En condiciones normales, el viaje entre Entre Ríos y Neuquén puede durar unas 48 horas, pero actualmente algunos recorridos demandan entre 70 y 75 horas debido a demoras en canteras, centros de carga, puntos de descarga, condiciones climáticas y el estado de las rutas. Estas demoras impactan directamente en la cantidad de viajes que puede realizar cada camión, lo que obliga a ampliar la flota para mantener el volumen transportado.

Actualmente, cada camión realiza un promedio de seis viajes mensuales, con una flota que alcanza los 4.300 vehículos. De mantenerse el crecimiento previsto, hacia 2028 podrían sumarse entre 1.000 y 1.500 camiones adicionales, lo que representaría un aumento cercano al 30% de la flota actual. Pero no solo se requieren más vehículos: también será imprescindible incorporar más conductores profesionales, mejorar la infraestructura para carga y descarga y reducir los tiempos improductivos.

La expansión del transporte de arena genera presión sobre las rutas utilizadas para conectar las provincias proveedoras con Neuquén. Por ejemplo, en La Pampa se realizó un estudio encargado por el gobierno provincial para evaluar el impacto del tránsito pesado en la infraestructura vial.

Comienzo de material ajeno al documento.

PR #1062, opened 2019-05-01
WIP dockerfile changes

twoodwark:


README_Dockerfile.md
```diff
@@ -50,28 +50,23 @@ message like:
      ---> 2ce136c2261c
     Successfully built 2ce136c2261c
 
-That last number is the Id of the image you've just built. If you run
-`docker images` you should see that Id and it should tell you you've
-recently created that image.
+Run `docker images` to confirm.
```
msackman-synthace: Given you're now tagging it you should explain what you're looking for in the output of `docker images`.

cloudbuild.yaml
```diff
@@ -14,7 +14,11 @@ steps:
   - --key=read-github
 
 - name: 'gcr.io/cloud-builders/docker'
-  args: ['build', '--force-rm', '-t', 'eu.gcr.io/antha-images/antha-core:$COMMIT_SHA', '--build-arg', 'COMMIT_SHA=$COMMIT_SHA', '--build-arg', 'NETRC="$(cat .netrc)"', '.']
+  entrypoint: 'bash'
+  args:
+  - '-ceu'
+  - |
+    docker build '--force-rm' -t "eu.gcr.io/antha-images/antha-core:$COMMIT_SHA" --build-arg COMMIT_SHA="$" --build-arg NETRC="$(cat .netrc)" .
```
msackman-synthace: "$" ??!

twoodwark: typo

Dockerfile
```diff
@@ -1,16 +1,21 @@
...
 COPY scripts/. /antha/.
 RUN ./antha-test.sh
-RUN rm $HOME/.netrc
+
+# Final stage: drop the layers with the netrc credentials. we still need the go
+# compiler, etc, so use the same base image.
+FROM eu.gcr.io/antha-images/golang:1.12.4-build 
+WORKDIR /antha
+COPY --from=build /antha/. .
+COPY --from=build /go/. /go/.
```
msackman-synthace: We need ~/.cache keeping. It's where go stores intermediate build results. Losing this cache will substantially hurt.

msackman-synthace: https://groups.google.com/d/msg/golang-dev/qfa3mHN4ZPA/X2UzjNV1BAAJ (top posting)
TLDR: I wonder whether we should explicitly set GOCACHE in the base image?

README_Dockerfile.md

Entre las medidas que se analizan está la posibilidad de implementar peajes para camiones que atraviesan la provincia sin estar radicados en ella, planteando el debate sobre quién debe financiar el mantenimiento de estas vías.

Otro desafío logístico es el retorno de los camiones que, al trasladar arena hacia Neuquén, a menudo vuelven sin carga, generando kilómetros improductivos y elevando los costos. Una posible solución es coordinar con la actividad agropecuaria para transportar cereales u otras cargas en el viaje de regreso, optimizando así la operación. Esto requiere una estrecha coordinación entre transportistas, cargadores y operadores logísticos, además de garantizar que los vehículos sean aptos para distintos tipos de carga y puedan cumplir con los protocolos de limpieza necesarios.

En definitiva, la logística del insumo arena se ha convertido en un componente estratégico para la actividad hidrocarburífera en Vaca Muerta. La combinación de grandes distancias, millones de toneladas transportadas y la necesidad de un abastecimiento continuo hacen del transporte un eslabón clave para el desarrollo del yacimiento.

El gran desafío para los próximos años será acompañar el aumento de la demanda sin que las limitaciones en infraestructura y los tiempos de traslado frenen el crecimiento de la producción. No basta con sumar camiones: será fundamental mejorar las rutas, optimizar las operaciones y aprovechar mejor cada viaje para sostener la expansión de Vaca Muerta.